● The task
Every line holding the string "create" should be copied from the listing.

-*-*-

PR #732, opened 2025-07-24
Removed the OutBHandler and MemAccessHandler abstractions and related implementations.

### LINKED ISSUE #495: Remove `OutBHandlerWrapper` type

simongdavies:
This pull fixes #495. It removes the OutBHandler and MemAccessHandler related traits, types and structs. 

Since there is only a single implementation the functions that these types abstracted over (`handle_outb` and `handle_mem_access`) the code can be simplified by calling these functions directly.

One implication of this change is that the `Hypervisor` now contains a `MemMgrWrapper<T>` which ultimately contains a `HostMapping` instance. Since the Hypervisor is `Send + Sync` this change would require `HostMapping` to be `Send + Sync` which is not automatically implemented as it contains a `*mut u8 type`. The solution that this PR implements is to remove the `Sync` constraint from the Hypervisor trait since its not possible to access a Sandbox concurrently from multiple threads. 

There is probably some code in `shared_mem` that on the face of it does not seem necessary without multi threaded access but in the future when async guest io is implemented will still be needed so that is the only change made.

### DIFF
--- a/src/hyperlight_host/src/sandbox/uninitialized_evolve.rs
+++ b/src/hyperlight_host/src/sandbox/uninitialized_evolve.rs
@@ -27,7 +27,6 @@ use super::mem_access::dbg_mem_access_handler_wrapper;
 use super::uninitialized::SandboxRuntimeConfig;
 use crate::HyperlightError::NoHypervisorFound;
 use crate::hypervisor::Hypervisor;
-use crate::hypervisor::handlers::{MemAccessHandlerCaller, OutBHandlerCaller};
 use crate::mem::exe::LoadInfo;
 use crate::mem::layout::SandboxMemoryLayout;
 use crate::mem::mgr::SandboxMemoryManager;
@@ -41,8 +40,6 @@ use crate::sandbox::TraceInfo;
 #[cfg(gdb)]
 use crate::sandbox::config::DebugInfo;
 use crate::sandbox::host_funcs::FunctionRegistry;
-use crate::sandbox::mem_access::mem_access_handler_wrapper;
-use crate::sandbox::outb::outb_handler_wrapper;
 use crate::sandbox::{HostSharedMemory, MemMgrWrapper};
 #[cfg(target_os = "linux")]
 use crate::signal_handlers::setup_signal_handlers;
@@ -69,8 +66,6 @@ where
         Arc<Mutex<FunctionRegistry>>,
         MemMgrWrapper<HostSharedMemory>,
         Box<dyn Hypervisor>,
-        Arc<Mutex<dyn OutBHandlerCaller>>,
-        Arc<Mutex<dyn MemAccessHandlerCaller>>,
         RawPtr,
     ) -> Result<ResSandbox>,
 {
@@ -82,7 +77,6 @@ where
         &u_sbox.rt_cfg,
         u_sbox.load_info,
     )?;
-    let outb_hdl = outb_handler_wrapper(hshm.clone(), u_sbox.host_funcs.clone());
 
     let seed = {
         let mut rng = rand::rng();
@@ -94,7 +88,6 @@ where
     };
 
     let page_size = u32::try_from(page_size::get())?;
-    let mem_access_hdl = mem_access_handler_wrapper(hshm.clone());
 
     #[cfg(gdb)]
     let dbg_mem_access_hdl = dbg_mem_access_handler_wrapper(hshm.clone());
@@ -106,8 +99,8 @@ where
         peb_addr,
         seed,
         page_size,
-        outb_hdl.clone(),
-        mem_access_hdl.clone(),
+        hshm.clone(),
+        u_sbox.host_funcs.clone(),
         u_sbox.max_guest_log_level,
         #[cfg(gdb)]
         dbg_mem_access_hdl,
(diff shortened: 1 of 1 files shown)


src/hyperlight_host/src/hypervisor/hyperv_linux.rs
```diff
@@ -601,13 +609,22 @@ impl Hypervisor for HypervLinuxDriver {
...
         self.vcpu_fd.set_regs(&regs)?;
 
-        VirtualCPU::run(
+        // Extract mem_mgr to avoid borrowing conflicts
+        let mem_mgr = self
+            .mem_mgr
+            .take()
+            .ok_or_else(|| new_error!("mem_mgr should be initialized"))?;
+
+        let result = VirtualCPU::run(
```
syntactically, line 618: I wonder if there is a way to simplify the somewhat windy code flow around here and remove the need to take the mem mgr option out, but perhaps that's for another day.

src/hyperlight_host/src/hypervisor/handlers.rs
```diff
@@ -16,118 +16,11 @@ limitations under the License.
...
-        func()
-    }
-}
+use crate::Result;
 
 /// The trait representing custom logic to handle the case when
 /// a Hypervisor's virtual CPU (vCPU) informs Hyperlight a debug memory access
 /// has been requested.
-#[cfg(gdb)]
 pub trait DbgMemAccessHandlerCaller: Send {
```
syntactically, line 24: It looks like this trait also only has one (non-test) `impl`. Does it make sense to do the same thing as with the others and remove it?

Also, why remove the `cfg(gdb)` guards?

src/hyperlight_host/src/hypervisor/hyperv_linux.rs
```diff
@@ -688,22 +703,47 @@
...
-                self,
-                port,
-                val,
-            )?;
+        #[cfg(feature = "trace_guest")]
+        {
+            // We need to handle the borrow checker issue where we need both:
+            // - &mut MemMgrWrapper (from self.mem_mgr.as_mut())
+            // - &mut dyn Hypervisor (from self)
+            // We'll use a temporary approach to extract the mem_mgr temporarily
```
syntactically, line 717: Is there a reason to cfg gate this instead of doing the same thing in both cases (e.g. a measurable performance impact?)

syntactically (approved):
> The solution that this PR implements is to remove the Sync constraint from the Hypervisor trait since its not possible to access a Sandbox concurrently from multiple threads.

That seems like a reasonable constraint, especially given the performance cliffs that we see with accessing a KVM partition from multiple threads (and how easy it seems to be for people to run into that).  Is there a compelling reason not to make the `Hypervisor` trait non-`Send` as well, at least for the temporary future?

I do think that in general, we are going to need to be able to split up the actual hypervisor handle and the access to the host side of the memory mapping, in order to support the async use case, where the hypervisor handler(s) might (at least sometimes) need to be in a different thread running the guest vcpu whilst the host is also accessing memory buffers for async parameter passing.  However, that is something we can address later.

> There is probably some code in shared_mem that on the face of it does not seem necessary without multi threaded access but in the future when async guest io is implemented will still be needed so that is the only change made.

Thanks for leaving this in; indeed some of this was preemptively written.

src/hyperlight_host/src/hypervisor/hyperv_linux.rs
simongdavies: Agreed, I think memory management in the host needs a good refactor but I also think we should wait and possibly do this as part of the wider snapshot restore work.

src/hyperlight_host/src/hypervisor/handlers.rs
simongdavies: Yes, I was intending to do this as a separate PR, opened #743.

The `#[cfg(dbg)]` is now on the mod definition in mod.rs as all the code in the module is for dbg only.

src/hyperlight_host/src/hypervisor/hyperv_linux.rs
simongdavies: Nothing more than it only needed to be done for that feature.

simongdavies:
> That seems like a reasonable constraint, especially given the performance cliffs that we see with accessing a KVM partition from multiple threads (and how easy it seems to be for people to run into that). Is there a compelling reason not to make the `Hypervisor` trait non-`Send` as well, at least for the temporary future?

This wont solve the KVM perf issue since that occurs when the Sandbox is sent to another thread and then used there. I dont think we can remove that since the pattern that a few folks are using is to create a sandbox outside the hotpath, cache it and then use it on a request (which more than likely is a different thread)

syntactically:
> I dont think we can remove that since the pattern that a few folks are using is to create a sandbox outside the hotpath, cache it and then use it on a request (which more than likely is a different thread)

I think to get good perf with KVM you would need to have one of those caches per thread?

We could make the sandbox !Send only on kvm builds, but that is probably a bit too much of a headache for people who deploy with other hypervisors but develop with kvm (and don't care that much about the development performance), I guess.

-*-*-

● Solution to this task
This wont solve the KVM perf issue since that occurs when the Sandbox is sent to another thread and then used there. I dont think we can remove that since the pattern that a few folks are using is to create a sandbox outside the hotpath, cache it and then use it on a request (which more than likely is a different thread)
> I dont think we can remove that since the pattern that a few folks are using is to create a sandbox outside the hotpath, cache it and then use it on a request (which more than likely is a different thread)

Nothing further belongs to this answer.